I wish I'd had the sort of resources you can get for free nowadays available
it might have been a fun project!

It was the mid 90s and I didn't have unix/linux at home. In those days you had
to pay for a compiler on windows and I didn't know anyone running linux. Just
a couple of years later it was so much easier!

------
ChuckMcM
A story. As Petzold writes, the Windows version of "hello world" was amazingly
baroque. It bothered me, a lot. I had come up in the four line hello.c world
of UNIX, and later the make/test world of UNIX, and when I had left Sun the
idea of writing code like the Hello World example was something I could not
bring myself to do. I rebelled in a bunch of different ways, but the worst
part was it started a period for me where I programmed a lot less, I was
getting curmudgeonly because programming had become so screwed up.

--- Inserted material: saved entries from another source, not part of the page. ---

PR #674, opened 2024-02-07
Add unittests to exercise Xapi session handling

MarkSymsCtx:


tests/test_util.py
```diff
@@ -713,3 +713,62 @@ def test_unictrunc(self):
...
+        self.assertIn('Unknown fist point: TestInvalidFP',
+                      self.mock_log.call_args[0][0])
+
+    def test_activate_not_active(self):
+        test_uuid = str(uuid.uuid4())
+        valid_fp_name = "TestValidFP"
+
+        fistpoints = util.FistPoint([valid_fp_name])
+
+        fistpoints.activate(valid_fp_name, test_uuid)
```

The thing that changed for me was getting a chance to help a young man with
his programming who had come up through Windows rather than something easier,
and he was full of all the wonder and excitement I had had at his age for
programming, and had no idea that he was running with a large handicap to his
productivity. And partly because many of the "tools" you had to have like
Visual Studio worked their butt off to make that gap small, from self writing
code to documentation at your fingertips. I realized that if I didn't get the
'wonder' back of writing code I was going to become one of those guys who sits
around grumbling about how in my day things were so much better and FORTRAN
just worked dammit :-).

What I tried to learn from it was that systems with great generality suffered
from usability efficiency. The reason UNIX hello.c was so simple is that UNIX
programs, by and large, did simple things, algorithmic computation driven by
interaction over a character based interface. One way to drive effecive use of
a system was to either eliminate or otherwise hide the modalities that were
"possible" but not probable in future execution of the program.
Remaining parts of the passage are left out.